A problem that often emerges is that these programmes do not connect to each other.
A practical question about ownership
“When an AI solution is deployed, who is responsible for whether it delivers value: the team that built it, or the team using it? If responsibility sits mainly with builders, solutions get handed over and stop being maintained. If it sits mainly with users, they have no incentive to invest in shared capabilities. Arrangements that work make both sides jointly accountable, with the data infrastructure team included.”
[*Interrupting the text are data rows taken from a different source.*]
PR #1221, opened 2020-03-31
Change unnecessary int[]'s to any[]

TotallyMehis:
Nothing should stop you from using eg. a float array on these natives.

It gets kinda annoying to use `view_as<int>()`

### DIFF
--- a/plugins/include/entity.inc
+++ b/plugins/include/entity.inc
@@ -715,7 +715,7 @@ native int GetEntPropArraySize(int entity, PropType type, const char[] prop);
  * @param dataSize      Size of each value in bytes (1, 2, or 4).
  * @error               Invalid entity or offset out of reasonable bounds.
  */
-stock void GetEntDataArray(int entity, int offset, int[] array, int arraySize, int dataSize=4)
+stock void GetEntDataArray(int entity, int offset, any[] array, int arraySize, int dataSize=4)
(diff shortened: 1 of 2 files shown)


JoinedSenses:
Has this been tested with enum structs?

asherkin:
Any thoughts on how this does/should behave when `dataSize`/`size` is not equal to 4 and a float array is passed?

> Has this been tested with enum structs?

They don't have a stable in-memory representation so I don't think it really matters, but there shouldn't be any technical problems with these and them.

TotallyMehis:
> Any thoughts on how this does/should behave when `dataSize`/`size` is not equal to 4 and a float array is passed?

In that case, yea, it would make sense to have a separate func for floats like `GetEntDataArrayFloat` that doesn't allow the data size to be changed.

I guess this PR depends on the trajectory and philosophy of SP. Personally, I want to give plugin authors all the power. Want to pass an enum struct or float array and do some weird magic with the data size? Go ahead.

KyleSanderson:
@asherkin I think this is cool. The natives are already pretty unsupported ({G,S}etEntData in the sense that they're completely unsafe - opening this up to what was intended (arbitrary sizes) will likely make things more clear.

With this being said, if we macro'd this that would be the way to make it more robust.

The supply chain team’s demand forecast may use a definition of ‘product’ from the digital team’s recommendation system. The recruitment screening tool may handle applicant data under legal restrictions that prevent it from being used in other HR systems. The finance team’s prediction tool may run on vendor infrastructure and produce outputs that cannot feed into the organisation’s planning system. Each programme works in isolation, but the organisation cannot combine or build on them.
The cost of this kind of fragmentation is significant. Organisations running AI programmes in parallel without shared infrastructure tend to solve the same infrastructure problems repeatedly. The scale of what this cost is better documented than most organisations realise. Gartner predicts that 60% of AI projects without AI-ready data will be abandoned, with poor data quality cited as the primary cause in both cases. Forrester identifies the same root: fragmented data pipelines and absent governance are what turn promising pilots into expensive write-offs.
4. Ownership and Shared Investment
The most common reason AI investment stays fragmented is practical: the teams that bear the cost of building shared capabilities are not the teams that benefit from it. If each team is assessed on its own results, the rational choice is to solve its own problems rather than invest in resources that help others.
Organisations that have made progress on this tend to fund shared infrastructure centrally rather than charging it to a specific team’s budget and review the AI portfolio at a senior level rather than by programmes.
In organisations with multiple business units, this problem operates at two levels. Within each unit, teams need incentives to build shared capabilities rather than isolated solutions. Across units, there are assets that would benefit the whole group, a unified customer view, shared supply chain data, a common deployment platform, but that no individual unit would fund alone. Without governance that makes these investments worthwhile for the unit bearing the cost, each unit builds its own version.
Groups that have solved this tend to have a small coordination layer: agreed data standards, a team responsible for shared infrastructure, and a deployment platform units can use without building their own. Each unit keeps full control of its own AI programme. The coordination layer provides tools and sets standards; it does not direct what units build.
From AI Pilots to a Compounding Portfolio
The real point is what the portfolio delivers. Cheaper and faster models that do not move revenue, reduce cost, or improve decisions are still a poor investment. The only measure that matters is the business value the AI programme creates, for customers, for operations, for the organisation as a whole.
The organisations that will lead AI over the next five years are already running the governance programmes their competitors will need three years from now.
For enterprises, the immediate opportunity is to shift from successful individual AI initiatives to a compounding portfolio. That means agreeing group-wide definitions for core data, funding shared foundations (data standards, reusable components and a common deployment pathway) centrally, and using rapid prototypes to confirm data readiness and business ownership before scaling. Done well, each new use case leaves behind assets the next one can reuse; reducing delivery time, improving maintainability, and ensuring AI investment grows in value rather than fragmenting across business units.